I was not even told about the proposal nor was I invited to the function at FFF’s home. The devastating part was that a family member from the boy’s side knew my sister from Durban and not knowing that she was SSS’s aunt informed my sister how sad it was that FFF’s ex-husband had abandoned her and her daughter when the child was still a small baby, to pursue a relationship with another woman. FFF lamented to everybody how she single-handedly raised SSS with no support nor any maintenance from her ex. My very own daughter informed her fiancée that her dad was dead to her as he was too busy enjoying life with his second wife and new kids and did not want to be a part of her life. I was livid and tried to call FFF. I asked her how she could spread such lies and how she could have filled my daughter’s head with such nonsense.
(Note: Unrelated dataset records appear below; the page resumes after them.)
PR #1545, opened 2018-05-28
Fix link to app engine locations page

nownabe:
Correct URL is https://cloud.google.com/appengine/docs/locations


rosbo:
Thanks for fixing the docs :)

PR #13197, opened 2022-12-07
Fix user-agent bug due to goreleaser ldflags not overriding value in release process

SarahFrench:
# Description

Partially closes https://github.com/hashicorp/terraform-provider-google/issues/13196

This PR fixes a bug where ldflags didn't work to override the default version value (`dev`). Currently this bug means that the user agent used by the provider doesn't reflect the provider version.

A full path is needed because the value defined isn't in the `main` package. You can see this already in action in the Makefile:

https://github.com/hashicorp/terraform-provider-google/blob/766f86a189d8088e555f6f085d09108c6f2e18e1/GNUmakefile#L14-L15

### DIFF
--- a/.goreleaser.yml
+++ b/.goreleaser.yml
@@ -29,7 +29,7 @@ builds:
       - goarch: arm64
         goos: windows
     ldflags:
-      - -s -w -X version.ProviderVersion={{.Version}}
+      - -s -w -X github.com/hashicorp/terraform-provider-google/version.ProviderVersion={{.Version}}
     mod_timestamp: '{{ .CommitTimestamp }}'
 checksum:
   extra_files:


SarahFrench:
In draft until I test this

SarahFrench:
Manual testing steps:

- `cd terraform-provider-google`
- `git checkout v4.45.0`
- Manually edit _.goreleaser.yml_ to have the changes in this repo
- Run `goreleaser build --single-target --debug --rm-dist --skip-validate` to generate a release package in a _dist_ folder
- Perform `terraform apply` with a developer override pointing at the folder created in the previous step while using a proxy to intercept outgoing API calls

I can see the expected header given that I was using v4.45.0 of the provider:

Screenshot 2022-12-08 at 13 37 08

I'll mark this PR as ready for review, and this test should be sufficient evidence for the TPGB version of this PR too

rileykarson (approved):
I've confirmed the string works locally as well, with `$ go install -v -ldflags="-s -w -X github.com/hashicorp/terraform-provider-google-beta/version.ProviderVersion=5.0.0"` and examining the installed provider's request with `TF_LOG=DEBUG` rather than a proxy: `User-Agent: Terraform/1.3.2 (+https://www.terraform.io) Terraform-Plugin-SDK/2.10.1 terraform-provider-google-beta/5.0.0`

Additionally, the string matches https://github.com/hashicorp/terraform-provider-google-beta/blob/2082b2dd1b46f5b81e86470ef665042c5a458fd0/GNUmakefile#L15 which gives me: `User-Agent: Terraform/1.3.2 (+https://www.terraform.io) Terraform-Plugin-SDK/2.10.1 terraform-provider-google-beta/acc`

rileykarson:
(well, I tested in beta locally and this is the ga provider repo. Same thing minus the `-beta` bit)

FFF simply laughed and said that had I really cared about SSS, I would never have remarried. I now understood clearly. Due to her bitterness regarding me taking a new wife and starting a family, while she remained single, FFF decided to punish me by poisoning my daughter against me. I could not believe her selfishness, but what shocked me even more was that upon hearing my story I have heard of many stories from family and friends which relate to mine. In fact there have been two similar incidents in this past year both from LLL where divorced spouses were excluded from their children’s weddings.
A family member also astounded me by telling me that she attended a wedding in Johannesburg recently, at which bodyguards were hired by the bride’s maternal family to prevent the father of the bride from attending his own daughter’s wedding. Many years back a scandal was created in the MMM community when the mother of the bride who was separated from her husband sent out wedding cards, excluding the father’s name from the wedding card.
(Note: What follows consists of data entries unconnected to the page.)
PR #13415, opened 2023-01-07
Use "Cloud Run" instead of "Cloud Run (2nd gen)"

### LINKED ISSUE #13414: "Cloud Run (2nd gen)" is not an approved name, should be simply "Cloud Run"
In the left nav of the [official terraform docs](https://registry.terraform.io/providers/hashicorp/google/latest/docs/resources/cloud_run_v2_service), I can see two categories: 
* Cloud Run
* Cloud Run (2nd gen)

image

I am not sure where "Cloud Run (2nd gen)" comes from, but it is not a name that is used anywhere else or even approved by Google Cloud branding.

The `v2` of Cloud Run Terraform resources (`google_cloud_run_v2_service` and `google_cloud_run_v2_job` should go under the Cloud Run category.

steren:
Fix #13414

### DIFF
--- a/website/docs/r/cloud_run_v2_job.html.markdown
+++ b/website/docs/r/cloud_run_v2_job.html.markdown
@@ -12,7 +12,7 @@
 #     .github/CONTRIBUTING.md.
 #
 # ----------------------------------------------------------------------------
-subcategory: "Cloud Run (2nd gen)"
+subcategory: "Cloud Run"
 page_title: "Google: google_cloud_run_v2_job"
 description: |-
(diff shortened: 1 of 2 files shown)


melinath (changes requested):
The subcategory needs to include the fact that this resource uses the v2 API, but it doesn't need to use the phrasing "2nd gen" since this is not in fact a completely different product in this case.

steren:
https://github.com/GoogleCloudPlatform/magic-modules/pull/7098 went in.

If further changes are required, please follow up.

In the past this was viewed extremely negatively, but unfortunately in today’s times, nobody seems to have any qualms pertaining to such behavior.
Society is quick to judge without hearing both sides of the story and the divorced spouse who has remarried is usually seen as the villain.
To FFF and all other selfish parents who use their kids as a weapon against their ex- spouses, remember, you are only creating a damaged generation who will not learn the value of family ties. To the community members who are enjoying the show think about the sin that you are witnessing regarding the breaking of family ties and also the sin of doing nothing about it.
-Distressed father & Ex-husband.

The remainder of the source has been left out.